Zeroing idioms, (sometimes referred to as dependency-breaking instructions), are arithmetic instructions which always result in zero no matter the input values. CPUs can detect such instructions and recognise that they do not depend on previous values, breaking data dependencies.
Such an optimisation can increase parallelism in execution, improving latency and throughput.
CPU:
- Any Intel x86-64
- Any AMD x86-64
Software:
- Linux
- GCC
- Make
- perf
Other microarchitectural assumptions:
- >= 3 scalar integer execution units/ports
This demonstration contains two nearly identical assembly programs, zeroed-dep.s
and true-dep.s
. Each program consists of a loop with arithmetic on rcx
. In zeroed-dep
, the first arithmetic instruction is a zeroing xor rcx, rcx
, while in true-dep
there is a real data dependency on the previous iteration's value of rcx
.
To build the programs, run in this directory:
make
Then run and check the number of cycles:
perf stat -e instructions,cycles ./zeroed-dep
perf stat -e instructions,cycles ./true-dep
You should see that zeroed-dep
runs in significantly fewer cycles than true-dep
(about one third on the machine I tested) for the same number of instructions executed.

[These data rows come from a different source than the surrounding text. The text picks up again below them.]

PR #1186, opened 2025-02-24
Add qwen moe w4a16 example

mgoin:
Made this moe for easy testing with 60 experts in vLLM https://huggingface.co/nm-testing/Qwen1.5-MoE-A2.7B-Chat-quantized.w4a16

### DIFF
--- a/examples/quantizing_moe/qwen_moe_w4a16.py
+++ b/examples/quantizing_moe/qwen_moe_w4a16.py
@@ -90,37 +90,3 @@ input_ids = tokenizer("Hello my name is", return_tensors="pt").input_ids.to("cud
 output = model.generate(input_ids, max_new_tokens=20)
 print(tokenizer.decode(output[0]))
 print("==========================================")
-
-
-# Run the model on vLLM
-try:
-    from vllm import LLM, SamplingParams
-
-    vllm_installed = True
-except ImportError:
-    vllm_installed = False
-
-if vllm_installed:
-    print("vLLM installed, running using vLLM")
-    sampling_params = SamplingParams(temperature=0.80, top_p=0.95)
-    llm = LLM(
-        model=SAVE_DIR,
-        tensor_parallel_size=2,
-        trust_remote_code=True,
-        max_model_len=1042,
-        dtype=torch.half,
-    )
-    prompts = [
-        "The capital of France is",
-        "The president of the US is",
-        "My name is",
-    ]
-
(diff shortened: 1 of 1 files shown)


kylesayrs (approved):
This example seems merited given the need to ignore the mlp gate, thanks

examples/quantizing_moe/qwen_moe_w4a16.py
```diff
@@ -0,0 +1,122 @@
...
+
+# Run the model on vLLM
+try:
+    from vllm import LLM, SamplingParams
+
+    vllm_installed = True
+except ImportError:
+    vllm_installed = False
+
+if vllm_installed:
```
dsikka, line 99: We typically don't run vLLM in our examples since vLLM isn't even listed as an optional install anywhere.

examples/quantizing_moe/qwen_moe_w4a16.py
```diff
@@ -0,0 +1,122 @@
...
+
+# select a Mixture of Experts model for quantization
+MODEL_ID = "Qwen/Qwen1.5-MoE-A2.7B-Chat"
+
+# adjust based off number of desired GPUs
+# if not enough memory is available, some layers will automatically be offloaded to cpu
+device_map = calculate_offload_device_map(
+    MODEL_ID,
+    reserve_for_hessians=True,
+    num_gpus=2,
```
dsikka, line 17: This should use the number of gpus available, not a hardcoded number

dsikka (changes requested):

examples/quantizing_moe/qwen_moe_w4a16.py
mgoin: All of the other uses of calculate_offload_device_map seems to use hardcoded values - what should we do here?

examples/quantizing_moe/qwen_moe_w4a16.py
mgoin: I'll remove it, I duplicated the deepseek example

examples/quantizing_moe/qwen_moe_w4a16.py
dsikka: Actually I think it's fine, if 2 is the suggested number that we'd want users to have available.

kylesayrs (approved):

dsikka (approved):

PR #1187, opened 2025-02-24
[Utils] Replace `preserve_attr` with `patch_attr`

kylesayrs:
## Purpose ##
* Provide explicit patching functionality to `preserve_attr`
* This function is very similar to `unittest.mock.patch`, except that using this functionality does not require using the `unittest` library in source code

## Changes ##
* Replace `preserve_attr` with `patch_attr`
* Replace usage in `src/llmcompressor/pipelines/sequential/helpers.py`, which helps with clarity
* Add unit test mark to utils/helpers pytests

## Testing ##
* Added tests


src/llmcompressor/utils/helpers.py
```diff
@@ -1132,9 +1132,39 @@ def calibration_forward_context(model: PreTrainedModel):
 
 
 @contextlib.contextmanager
-def preserve_attr(base: object, attr: str):
-    value = getattr(base, attr)
+def patch_attr(base: object, attr: str, *args, **kwargs):
```
brian-dellabetta, line 1135: why use *args and **kwargs here? It seems like you can just have a `patch_value: Any = None` input rather than trying to infer based on `len(args)` or `"value" in kwargs`

kylesayrs: It's a little pedantic, but this allows the user to pass `None` as a valid replacement value. Otherwise, there's no way to tell the difference between a user-passed `None` and a default `None`

brian-dellabetta: That might be confusing for a user. Sounds like we want to use a sentinel value to distinguish user-passed-in None vs a default None. Have you heard of the concept? Here's a PEP that kinda explains it -- https://peps.python.org/pep-0661

kylesayrs: Yeah, using a sentinel or custom type definition are both good, although my personal taste is to have `patch_attr` match the same function signature as `getattr`

kylesayrs: Any are good

brian-dellabetta: So desired behavior is if a user explicitly passes in none, we want
```python
base[attr]=None
```
and if a user doesn't pass in anything, we want
```python
del base[attr]
```
?

kylesayrs: @brian-dellabetta No, the value is not deleted, only restored upon exit

kylesayrs: I realize that patch_attr with no argument doesn't really have a use case, so I removed that functionality for the sake of clarity and ease of use

src/llmcompressor/utils/helpers.py
```diff
@@ -75,6 +75,7 @@
 RECIPE_METADATA_KEY = "__metadata__"
 FRAMEWORK_METADATA_KEY = "framework_metadata"
 ROOT_PATH = Path(__file__).resolve().parents[1]
+_sentinel = object()
```
brian-dellabetta: do we need both this and `_sentinel = object()` on L1070?

brian-dellabetta (approved):

src/llmcompressor/utils/helpers.py
brian-dellabetta: looks like you have since removed

kylesayrs: Yeah thanks for the catch :)

rahul-tuli (approved):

The reason is the use of a zeroing idiom in zeroed-dep
. The CPU can recognise that certain arithmetic always results in zero when both operands are the same register, such as xor
, sub
, and their floating-point and vector equivalents. Here, xor rcx, rcx
is recognised as independent of the previous value of rcx
, breaking the loop-carried dependency on rcx
. Meanwhile in true-dep
, the result of xor rcx, rdx
does depend on the previous value of rcx
, causing a loop-carried dependency.
The outcome is that zeroed-dep
exhibits higher execution parallelism, requiring fewer cycles to complete.